[BUG] Bash tool leaves 0-byte stray files in the working directory when commands contain shell metacharacters from source code (Windows / Git Bash)
Environment
- OS: Windows 11
- Shell: Git Bash (MINGW64) — Claude Code's Bash tool
- Symptom seen across multiple C#/.NET projects (cwd = project root)
Summary
While Claude Code works on a codebase, the Bash tool intermittently creates 0-byte files in the working directory whose names are fragments of the project's own source code, e.g.:
!IsRefreshing
string.IsNullOrEmpty(code)
SaveTabOrder()
_timer.Stop()
_settings.LoadLogin().ChartAutoLoginPassword)
token)
0
They accumulate over a session (dozens+), are 0 bytes, and reappear in every project the agent touches. This looks like the same class as #23942 (literal NUL files) and #17087 (0-byte dotfiles created by the Bash tool), but here the filenames are C# expressions.
Root cause (reproduced)
When a command run through the Bash tool contains an unquoted C# > / => / , — or an analysis pipeline that redirects to a target derived from matched source — Git Bash interprets it as an output redirection and creates a file named after the following token. Reproduced deterministically in plain Git Bash on Windows:
# pattern 1 — unquoted lambda/comparison in a command
mkdir /tmp/t1 && cd /tmp/t1
grep -rn public bool X => !IsRefreshing src # '> !IsRefreshing' → creates file "!IsRefreshing"
ls # -> !IsRefreshing
# pattern 2 — analysis loop redirecting to a code-derived (quoted) target
mkdir /tmp/t2 && cd /tmp/t2
printf 'public bool IsInvalid => string.IsNullOrEmpty(code);\npublic void SaveTabOrder(){ _timer.Stop(); }\n' > s.cs
grep -oE '[A-Za-z_.]+\([^)]*\)' s.cs | while read -r m; do : > "$m"; done
ls # -> "SaveTabOrder()", "_timer.Stop()", "string.IsNullOrEmpty(code)"
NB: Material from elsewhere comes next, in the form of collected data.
PR #6252, opened 2026-09-02
Fix transient webhook timeouts on kueue job submission

sudheer-quad:
This PR prevents the Cloud Build pipeline from terminating  immediately during kueue job submission due to `set -e` when the GKE control plane or Kueue mutating webhook (mjob.kb.io) experiences temporary latency.

### Submission Checklist

### DIFF
--- a/tools/cloud-build/submit_and_monitor_kueue_job.sh
+++ b/tools/cloud-build/submit_and_monitor_kueue_job.sh
@@ -57,7 +57,26 @@ ATTEMPT=1
 
 while true; do
 	echo "=== ATTEMPT $ATTEMPT: Submitting Kueue Job ==="
-	kubectl apply -f /workspace/job.yaml
+
+	SUBMIT_RETRIES=3
+	SUBMIT_ATTEMPT=1
+
+	while true; do
+		echo "Executing job submission (attempt ${SUBMIT_ATTEMPT}/${SUBMIT_RETRIES})..."
+
+		if kubectl apply -f /workspace/job.yaml; then
+			break
+		fi
+
+		if ((SUBMIT_ATTEMPT >= SUBMIT_RETRIES)); then
+			echo "ERROR: Failed to apply job manifest after ${SUBMIT_RETRIES} attempts." >&2
+			exit 1
+		fi
+
+		echo "WARNING: kubectl apply failed. Retrying in 5s..." >&2
+		sleep 5
+		SUBMIT_ATTEMPT=$((SUBMIT_ATTEMPT + 1))
+	done
 
 	set +e
 	(


tools/cloud-build/submit_and_monitor_kueue_job.sh
```diff
@@ -57,7 +57,26 @@ ATTEMPT=1
 
 while true; do
 	echo "=== ATTEMPT $ATTEMPT: Submitting Kueue Job ==="
-	kubectl apply -f /workspace/job.yaml
+
+	SUBMIT_RETRIES=5
```
Neelabh94: Let's reduce the retries to 3

tools/cloud-build/submit_and_monitor_kueue_job.sh
```diff
@@ -57,7 +57,26 @@ ATTEMPT=1
...
+			break
+		fi
+
+		if ((SUBMIT_ATTEMPT >= SUBMIT_RETRIES)); then
+			echo "ERROR: Failed to apply job manifest after ${SUBMIT_RETRIES} attempts." >&2
+			exit 1
+		fi
+
+		echo "WARNING: kubectl apply failed. Retrying in 10s..." >&2
+		sleep 10
```
Neelabh94: 10 seconds is too long of a wait, I believe 5 second should be enough here, wdyt?

Neelabh94 (changes requested):

tools/cloud-build/submit_and_monitor_kueue_job.sh
```diff
@@ -57,7 +57,26 @@ ATTEMPT=1
...
 	echo "=== ATTEMPT $ATTEMPT: Submitting Kueue Job ==="
-	kubectl apply -f /workspace/job.yaml
+
+	SUBMIT_RETRIES=5
+	SUBMIT_ATTEMPT=1
+
+	while true; do
+		echo "Executing job submission (attempt ${SUBMIT_ATTEMPT}/${SUBMIT_RETRIES})..."
+
+		if kubectl apply -f /workspace/job.yaml; then
```
Neelabh94: Currently, this retries on any non-zero exit code from `kubectl apply`. If there is an invalid field or syntax error in `/workspace/job.yaml`, `kubectl apply` fails with a permanent schema error, but the loop will still sleep and retry across all attempts before failing—unnecessarily stalling CI feedback.

Consider capturing the output so we fail fast on permanent errors and only retry on transient webhook/connection timeouts:
```bash
		if APPLY_OUT=$(kubectl apply -f /workspace/job.yaml 2>&1); then
			echo "$APPLY_OUT"
			break
		fi
		echo "$APPLY_OUT"

		if ((SUBMIT_ATTEMPT >= SUBMIT_RETRIES)); then
			echo "ERROR: Failed to apply job manifest after ${SUBMIT_RETRIES} attempts." >&2
			exit 1
		fi

		# Fail fast on non-transient schema or validation errors
		if ! echo "$APPLY_OUT" | grep -iqE "(webhook|timeout|context deadline exceeded|connection refused)"; then
			echo "ERROR: Non-retriable apply failure detected. Failing immediately." >&2
			exit 1
		fi
```

Neelabh94 (dismissed):

tools/cloud-build/submit_and_monitor_kueue_job.sh
```diff
@@ -57,7 +57,34 @@ ATTEMPT=1
...
+		fi
+		echo "$APPLY_OUT"
+
+		if ((SUBMIT_ATTEMPT >= SUBMIT_RETRIES)); then
+			echo "ERROR: Failed to apply job manifest after ${SUBMIT_RETRIES} attempts." >&2
+			exit 1
+		fi
+
+		# Fail fast on non-transient schema or validation errors
+		if ! echo "$APPLY_OUT" | grep -iqE "(webhook|timeout|context deadline exceeded|connection refused)"; then
```
rahimkhan19: The current regex is too restrictive and causes the pipeline to prematurely fail on the very first attempt during transient errors. For example, if kubectl apply hits connect: connection timed out, etcdserver: request timed out, or The connection to the server ... was refused, none of these match the regex keywords (timed out != timeout).

Because this loop calls exit 1, it kills the entire script immediately on Attempt 1, before the job is even submitted and completely bypassing our outer retry loop (check_retriable_error.sh).

Let's remove the regex check entirely and retry unconditionally up to 3 times

rahimkhan19 (approved):
LGTM

Neelabh94 (approved):

PR #741, opened 2026-09-03
Fix NFT/SC tokens left permanently Locked after a failed transaction on a subscribed NFT

### LINKED ISSUE #740: Child NFT creation stays broken after "Quorum is not setup" error
Attempting to create a child NFT without quorum configured returns the error Quorum is not setup. This is expected. However, after this failed attempt, child NFT creation stops working entirely — subsequent attempts fail as well.

Allen-Cherian:
## Problem

  A failed transaction on an NFT held by subscription left the NFT stuck in `Locked`.                                                                                                                     
  
  `BuildTransactionInfoFromRequest` locks NFT/SC tokens without an ownership filter and tags
  them with `lock_reference_id = reqID`. The failure-path release matched on `did = initiator`
  instead, so a subscribed NFT (whose `tokens.did` is the remote owner) was never released.

  Symptom: a child-mint that fails at pledge (e.g. `requestPledgeTokenHandler : Quorum is not
  setup`) leaves the parent `Locked`, and every later attempt fails with
  `not in executable status`, even after the quorum is fixed.

  ## Fix
  
  - Replace `ReleaseAllLockedNFTAndSCTokensForDID` with `ReleaseLockedNFTAndSCTokensByReference`,
    keyed on `lock_reference_id` (the same key the RBT and FT releases already use).
  - Restores `Deployed`/`Executed` by `latest_role` as before, clears the stale reference, and
    refuses an empty reference so it can never release unscoped.
  - No longer frees tokens locked by a concurrent request for the same DID.

Closes #740

### DIFF
--- a/command/command.go
+++ b/command/command.go
@@ -26,7 +26,7 @@ import (
 )
 
 var (
-	version        string = "1.0.0"
+	version        string = "1.0.5SC5"
 	currentCommit  string = "unknown"
 	previousCommit string = "unknown"
 )
--- a/core/core.go
+++ b/core/core.go
@@ -269,6 +269,10 @@ func (c *Core) SetupCore() error {
 	if c.ipfsOps != nil {
 		c.w.SetIPFSOperations(NewWalletIPFSAdapter(c.ipfsOps))
 	}
+	// Release NFT/SC tokens left Locked by a crash or restart mid-transaction; the deferred cleanup in initiateTransaction never ran for them.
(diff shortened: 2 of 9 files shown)


arnabghose997 (dismissed):
Tested with the following scenario:

Restarted the quorum node and did not setup the Quorum. Proceeded to create a child NFT from a parent NFT, and the execution of parent NFT happened successfully.

gklps (approved):
LGTM

PR #743, opened 2026-09-10
fix(consensus): reject a DID acting as its own quorum

Allen-Cherian:


core/transaction.go
```diff
@@ -50,7 +50,36 @@ func (c *Core) initiateTransaction(reqID string, request *models.TransactionRequ
...
+	}
+	if len(quorumAddresses) == 0 {
+		c.log.Error("InitiateTransaction: No quorums available")
+		resp.Message = "InitiateTransaction: No quorums available for transaction"
+		return resp
+	}
+	c.log.Info("InitiateTransaction: Quorums found", "count", len(quorumAddresses), "primaryQuorum", quorumAddresses[0])
 
+	// A DID must not pledge for its own transaction: both roles would lock under one reference ID and the pledge handler would free the transfer tokens.
+	if _, quorumDID, _ := util.ParseAddress(quorumAddresses[0]); quorumDID == initiatorDID {
```
thewebchap, line 70: Should it be quorumAddresses[0] only or have to go through all?

core/transaction.go
```diff
@@ -50,7 +50,36 @@ func (c *Core) initiateTransaction(reqID string, request *models.TransactionRequ
...
+		c.log.Error("InitiateTransaction: initiator DID is configured as its own quorum", "did", initiatorDID)
+		resp.Message = "InitiateTransaction: initiator DID cannot act as its own quorum"
+		return resp
+	}
+
+	// The quorum must not be the receiver either; only ownership-moving requests name a receiver, so NFT execute is exempt.
+	movesOwnership := request.Tokens.RBT > 0 || len(request.Tokens.FT) > 0 || request.Tokens.TransferNFTOwnership
+	if _, quorumDID, _ := util.ParseAddress(quorumAddresses[0]); movesOwnership && nextOwnerDID != "" && nextOwnerDID != initiatorDID && quorumDID == nextOwnerDID {
```
thewebchap: why nextOwnerDID != initiatorDID is required?

core/consensus/checks.go
```diff
@@ -74,6 +74,105 @@ func ValidateTransactionInfoFields(txnInfo *models.TransactionInfo) error {
...
+
+	for _, quorum := range txnInfo.Quorums {
+		if quorum == nil {
+			continue
+		}
+		for _, t := range quorum.Tokens {
+			if t == nil || t.TokenID == "" {
+				continue
+			}
+			if role, clash := consumed[t.TokenID]; clash {
```
thewebchap, line 150: Will it be better to group by tokenvalue and do match check only within them? We can group by tokevalue looking at tokenID

thewebchap (changes requested):

core/transaction.go
Allen-Cherian: The idea was to not to allow self transfer. Do we need to remove this check ?

thewebchap: self transfer can happen . Also necessary in some situation like parts?

core/consensus/checks.go
gklps: I don't think grouping by value can change the result, and it would cost us NFT/SC coverage.

- Value is derived from the token ID itself (GetTokenValueFromTokenID), so two equal IDs always land in the same value bucket: grouping can't separate a collision or reveal a new one, it just adds a step.
- It would also cost us coverage: GetRbtIDElements rejects NFT/SC (Qm prefix) and FT IDs, so those tokens would have no bucket and we'd have to skip them (the exact bypass the check closes)

gklps: And the cost is already linear: one map from the transfer set, one hash lookup per pledge token, no pairwise comparison

core/transaction.go
Allen-Cherian: Understood. will remove that check.

core/transaction.go
Allen-Cherian: So right now all our cases are based on a single quorum perspective. Only the first quorum will be picked up in all cases.

thewebchap (approved):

(Confirmed the stray files are created by the Bash tool's subprocess, cwd = project; not by any host/editor. They persist and pollute git status.)
Expected
Bash tool commands should not silently pollute the working directory with stray files. Options: run in a manner where an accidental redirect target can't land in the user's repo, warn/strip when a command's redirect target is not an intended path, or (as with #23942's > NUL) fix internal command construction.
Actual
0-byte garbage files named after source fragments accumulate in the repo root every session.